Nobody can be sure whether such a national system would work. There are, after all, 50 million people in the US who start new jobs every year. So, the administration wants a series of trials to take place in the five states with the highest levels of illegal immigration: California, Texas, Florida, New York, and Illinois.
"The pilots could begin this calendar year," says Phil Gambino, a press officer with the Social Security Administration.
Cecilia Muéoz, a policy analyst with the National Council of La Raza, a Latino advocacy group, is worried that employers might use the system as a tool for discrimination. "What is going to prevent the employer from screening out job applicants?" she asks.

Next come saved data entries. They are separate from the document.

PR #436, opened 2020-12-11
VZ-1844.  Restrict upgrade to version change only

michael-cico:
- validate spec for upgrade scenario
- some cleanup left over from VZ-1788 comments that came in at the end


operator/controllers/verrazzano_controller.go
```diff
@@ -97,7 +99,15 @@ func (r *VerrazzanoReconciler) Reconcile(req ctrl.Request) (ctrl.Result, error)
 		// If the version is specified and different than the current version of the installation
 		// then proceed with upgrade
 		if len(vz.Spec.Version) > 0 && vz.Spec.Version != vz.Status.Version {
-			return r.reconcileUpgrade(log, req, vz)
+			updated, err := r.installSpecUpdated(ctx, vz)
```
pfmackin, line 102: this logic should go in the reconcileUgrade method

operator/controllers/verrazzano_controller.go
```diff
@@ -511,43 +521,80 @@ func (r *VerrazzanoReconciler) setUninstallCondition(log *zap.SugaredLogger, job
...
-				r.Log.Errorf("Unable to create installer config map %s: %v", configMapName, err)
-				return err
-			}
+		// Update the configmap if the data has changed
+		currentConfigData := installConfig.Data[configDataKey]
+		if currentConfigData != installSpec {
+			installConfig.Data[configDataKey] = installSpec
+			return r.Update(ctx, installConfig)
+		}
+	} else if errors.IsNotFound(err) {
```
pfmackin, line 536: Normally operators go into the err != nil block first, can you swap this?

operator/controllers/verrazzano_controller.go
```diff
@@ -511,43 +521,80 @@ func (r *VerrazzanoReconciler) setUninstallCondition(log *zap.SugaredLogger, job
...
+			r.Log.Errorf("Unable to create installer config map %s: %v", configMapName, err)
+			return err
 		}
 	}
-	return err
+	return nil
+}
+
+// installSpecUpdated Returns true if the current Spec field of the Verrazzano resource does not match what was saved in the internal ConfigMap
+func (r *VerrazzanoReconciler) installSpecUpdated(ctx context.Context, vz *installv1alpha1.Verrazzano) (bool, error) {
```
pfmackin, line 564: can you rename to isInstallSpecUpdated

operator/controllers/verrazzano_controller.go
```diff
@@ -97,7 +99,15 @@ func (r *VerrazzanoReconciler) Reconcile(req ctrl.Request) (ctrl.Result, error)
 		// If the version is specified and different than the current version of the installation
 		// then proceed with upgrade
 		if len(vz.Spec.Version) > 0 && vz.Spec.Version != vz.Status.Version {
-			return r.reconcileUpgrade(log, req, vz)
+			updated, err := r.installSpecUpdated(ctx, vz)
+			if err != nil {
+				return reconcile.Result{}, err
+			} else if updated {
```
pfmackin, line 105: The version field is part of the spec, so we need to make sure that filed is the only one that changed to allow upgrade.

michael-cico: OK....since we are doing the version field check before we get to this, or should be, I didn't think we needed to check it again.

michael-cico: OK, based on the comment about reconcileUpgrade above, I can see where we move the that check...let me rework it a bit based on the above.

operator/controllers/verrazzano_controller.go
michael-cico: renamed to isValidUpgradeRequest()

operator/controllers/verrazzano_controller.go
michael-cico: Doing more checks in the upgrade validation, comparing the version fields using the semver package...not sure if that overlaps with Bob's/Bhat's work, but we can sort that out.

operator/controllers/verrazzano_controller.go
michael-cico: Done

operator/api/verrazzano/v1alpha1/validate.go
```diff
@@ -0,0 +1,105 @@
...
+	}
+	requestedSemVer, err := semver.NewSemVersion(requestedVersion)
+	if err != nil {
+		return err
+	}
+	chartSemVer, err := getCurrentChartVersion()
+	if err != nil {
+		return err
+	}
+	if requestedSemVer.CompareTo(chartSemVer) != 0 {
```
pfmackin, line 59: can we make this case insensitive

operator/api/verrazzano/v1alpha1/validate.go
```diff
@@ -0,0 +1,105 @@
...
+		return fmt.Errorf("Requested version %s does not match chart version %s", requestedSemVer.VersionString, chartSemVer.VersionString)
+	}
+	return nil
+}
+
+// CheckValidateUpgradeRequest Ensure that for the upgrade case only the version field has changed
+func CheckValidateUpgradeRequest(currentSpec *VerrazzanoSpec, newSpec *VerrazzanoSpec) error {
```
pfmackin, line 66: can we call this ValidateUpgradeRequest

pfmackin: should be ... ensures that ...

operator/api/verrazzano/v1alpha1/validate.go
```diff
@@ -0,0 +1,105 @@
...
+	// Short-circuit if the version strings are the same
+	if currentSpec.Version == newSpec.Version {
+		return nil
+	}
+	if len(newSpec.Version) == 0 {
+		// if we get here, the current version is not empty, but the new version is
```
pfmackin, line 72: i am missing where you are checking if current version is not empty

operator/api/verrazzano/v1alpha1/validate.go
```diff
@@ -0,0 +1,105 @@
...
+	}
+
+	// Verify that the new version request is > than the currently version
+	if len(currentSpec.Version) > 0 {
+		currentSemVer, err := semver.NewSemVersion(currentSpec.Version)
+		if err != nil {
+			// Unable to parse the current spec version; this should never happen
+			return err
+		}
+		if requestedSemVer.CompareTo(currentSemVer) < 0 {
```
pfmackin, line 93: will this work going from 0.0.9 to 0.0.10 ?

operator/api/verrazzano/v1alpha1/validate.go
michael-cico: you mean for the "v" part of the version string?

operator/api/verrazzano/v1alpha1/validate.go
michael-cico: The == check above covers the case where both strings are empty, or both are not empty and equal.

If we pass the == check, and newSpec.Version is empty, then the current version can't be.  Otherwise if both were empty the == check would have returned, right?

michael-cico: Does that seem right to you?

operator/api/verrazzano/v1alpha1/validate.go
michael-cico: It should.  I'll add a unit test for that, but basically we break the major/minor/patch into integer values, and compare each integer value.

michael-cico: Just added a test for that, and it works.

I should add better comparison methods for > or <.  Next pass.

operator/api/verrazzano/v1alpha1/validate.go
michael-cico: Made the "v" part case-insensitive.

operator/api/verrazzano/v1alpha1/validate.go
michael-cico: Done

operator/api/verrazzano/v1alpha1/validate.go
michael-cico: made the "v" in the version string regex case-insensitive

operator/api/verrazzano/v1alpha1/validate.go
michael-cico: Done

operator/api/verrazzano/v1alpha1/validate.go
pfmackin: sort of.  If the newspec is empty then we should not upgrade, regardless of what is in the current spec.

operator/api/verrazzano/v1alpha1/validate.go
```diff
@@ -0,0 +1,105 @@
...
+		return fmt.Errorf("Requested version %s does not match chart version %s", requestedSemVer.VersionString, chartSemVer.VersionString)
+	}
+	return nil
+}
+
+// ValidateUpgradeRequest Ensures that for the upgrade case only the version field has changed
+func ValidateUpgradeRequest(currentSpec *VerrazzanoSpec, newSpec *VerrazzanoSpec) error {
+	// Short-circuit if the version strings are the same
+	if currentSpec.Version == newSpec.Version {
+		return nil
```
pfmackin, line 69: so if the version did not change then this is not considered an upgrade request, I think you are handling that but just wanted to mention it.

Jenkinsfile
```diff
@@ -186,7 +186,7 @@ pipeline {
                       failNoReports: true,
                       onlyStable: false,
                       fileCoverageTargets: '100, 0, 0',
-                      lineCoverageTargets: '90, 90, 90',
+                      lineCoverageTargets: '85, 85, 85',
```
pfmackin, line 189: We should fix this by moving the code out of this package, but this is ok for now.  Can you create a JIRA for that

operator/api/verrazzano/v1alpha1/validate_test.go
```diff
@@ -0,0 +1,337 @@
...
+
+import (
+	"github.com/stretchr/testify/assert"
+	"io/ioutil"
+	corev1 "k8s.io/api/core/v1"
+	"testing"
+)
+
+const validChartYAML = `
+# Copyright (c) 2020, Oracle and/or its affiliates.
```
pfmackin, line 14: we don't need the copyright here

operator/api/verrazzano/v1alpha1/validate.go
```diff
@@ -0,0 +1,105 @@
...
+var readFileFunction func(string) ([]byte, error) = ioutil.ReadFile
+
+// getCurrentChartVersion Load the current Chart.yaml into a chartVersion struct
+func getCurrentChartVersion() (*semver.SemVersion, error) {
+	chartDir := env.VzChartDir()
+	chartBytes, err := readFileFunction(chartDir + "/Chart.yaml")
+	if err != nil {
+		return nil, err
+	}
+	chartVersion := &chartVersion{}
```
pfmackin, line 34: need a defer close.

operator/api/verrazzano/v1alpha1/validate.go
```diff
@@ -0,0 +1,105 @@
...
+	Version     string
+	AppVersion  string
+}
+
+var readFileFunction func(string) ([]byte, error) = ioutil.ReadFile
+
+// getCurrentChartVersion Load the current Chart.yaml into a chartVersion struct
+func getCurrentChartVersion() (*semver.SemVersion, error) {
+	chartDir := env.VzChartDir()
+	chartBytes, err := readFileFunction(chartDir + "/Chart.yaml")
```
pfmackin, line 30: wonder if there is another way other than having to replace this function.  I understand you are doing it for unit tests

operator/api/verrazzano/v1alpha1/validate.go
michael-cico: Yeah, I think the comment was just me thinking through the process.  The newspec can be empty, but it's only an issue if newspec is empty and the current spec is not, at least that's the way I treated it.

operator/api/verrazzano/v1alpha1/validate_test.go
```diff
@@ -0,0 +1,337 @@
...
+		readFileFunction = ioutil.ReadFile
+	}()
+	currentSpec := &VerrazzanoSpec{
+		Profile: "dev",
+	}
+	newSpec := &VerrazzanoSpec{
+		Version: "v0.7.0",
+		Profile: "dev",
+	}
+	assert.Nil(t, ValidateUpgradeRequest(currentSpec, newSpec))
```
pfmackin, line 42: you can use assert.Error and assert.NoError, but this is ok

operator/api/verrazzano/v1alpha1/validate.go
michael-cico: Yes, basically, this method is to detect a) if it it seems like an upgrade request (new version) and b) that we can allow it.

Jenkinsfile
michael-cico: Will do

operator/api/verrazzano/v1alpha1/validate_test.go
michael-cico: True, lol, I copied it out of the actual chart code.

michael-cico: It's what happens when you're in an hurry...

Jenkinsfile
michael-cico: Opened VZ-1897 to track.

operator/api/verrazzano/v1alpha1/validate.go
michael-cico: We might be able to mock it, or do something else, but I did it this way for expediency given the time frame.

operator/api/verrazzano/v1alpha1/validate_test.go
michael-cico: OK

operator/internal/util/semver/semver.go
```diff
@@ -0,0 +1,128 @@
...
+type SemVersion struct {
+	Major         int64
+	Minor         int64
+	Patch         int64
+	Prerelease    string
+	Build         string
+	VersionString string
+}
+
+var _regex *regexp.Regexp = nil
```
pfmackin, line 27: why are the vars prefixed with _ ?

operator/internal/util/semver/semver.go
```diff
@@ -0,0 +1,128 @@
...
+var _initRegEx sync.Mutex
+
+func getRegex() *regexp.Regexp {
+	if _regex != nil {
+		return _regex
+	}
+	_initRegEx.Lock()
+	defer _initRegEx.Unlock()
```
pfmackin, line 35: Why do we need a lock?

operator/internal/util/semver/semver.go
```diff
@@ -0,0 +1,128 @@
...
+	var err error
+	_regex, err = regexp.Compile(semverRegex)
+	if err != nil {
+		panic(fmt.Sprintf("Error compiling semver regex: %v", err))
```
pfmackin, line 39: we should not panic, log and error or just return an error

operator/internal/util/semver/semver.go
```diff
@@ -0,0 +1,128 @@
...
+	}
+	return _regex
+}
+
+// NewSemVersion Create an instance of a SemVersion
+func NewSemVersion(version string) (*SemVersion, error) {
+	if len(version) == 0 {
+		return nil, errors.New("SemVersion string can not be empty")
```
pfmackin, line 47: cannot be empty

operator/internal/util/semver/semver.go
```diff
@@ -0,0 +1,128 @@
...
+	allMatches := regex.FindAllStringSubmatch(version, -1)
+	zap.S().Debugf("allMatches: %v", allMatches)
+	if len(allMatches) == 0 {
+		return nil, fmt.Errorf("Invalid version string %s", version)
+	}
+
+	versionComponents := allMatches[0]
+	zap.S().Debugf("components: %v", versionComponents)
+	numComponents := len(versionComponents)
+	if numComponents < 3 {
```
pfmackin, line 61: i am assuming none of these errors can ever happen since you used a regex and it succeeded.  Anyway doesn't hurt to keep the checking in

operator/internal/util/semver/semver.go
```diff
@@ -0,0 +1,128 @@
...
+const semverRegex = "^[v|V](0|[1-9]\\d*)\\.(0|[1-9]\\d*)\\.(0|[1-9]\\d*)(?:-((?:0|[1-9]\\d*|\\d*[a-zA-Z-][0-9a-zA-Z-]*)(?:\\.(?:0|[1-9]\\d*|\\d*[a-zA-Z-][0-9a-zA-Z-]*))*))?(?:\\+([0-9a-zA-Z-]+(?:\\.[0-9a-zA-Z-]+)*))?$"
+
+// SemVersion Implements a basic notion a semantic version (see https://semver.org/, test page: https://regex101.com/r/vkijKf/1/)
+type SemVersion struct {
+	Major         int64
+	Minor         int64
+	Patch         int64
+	Prerelease    string
+	Build         string
+	VersionString string
```
pfmackin, line 24: is VersionString the entire of the semver?

pfmackin (dismissed):
Some comments but nothing blocking.  Can you do a follow up task  to add that special test header to all the tests (GIVEN, etc).

operator/api/verrazzano/v1alpha1/validate_test.go
michael-cico: Fixed

operator/internal/util/semver/semver.go
michael-cico: fixed

operator/internal/util/semver/semver.go
michael-cico: Yes...may not be necessary, but kept it around for now.  Can probably remove it in a subsequent pass.  I'll add it to the cleanup JIRA I opened.

pfmackin: it is fine, just wasn't sure what it was

pfmackin (approved):

pfmackin (approved):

The most vehement opposition to the database is not from liberal groups but from libertarian organizations, such as the Cato Institute, and conservatives. "A computerized registry system will lead inexorably to a government-issued national identification card," said House Majority Leader Dick Armey (R-Texas). Once the system is in place, he added, employers will need identification cards to verify workers' social security numbers. "Whether to administer government health care or stop immigration, a national ID card is a radical expansion of government power. All who oppose big government should oppose this very dangerous idea."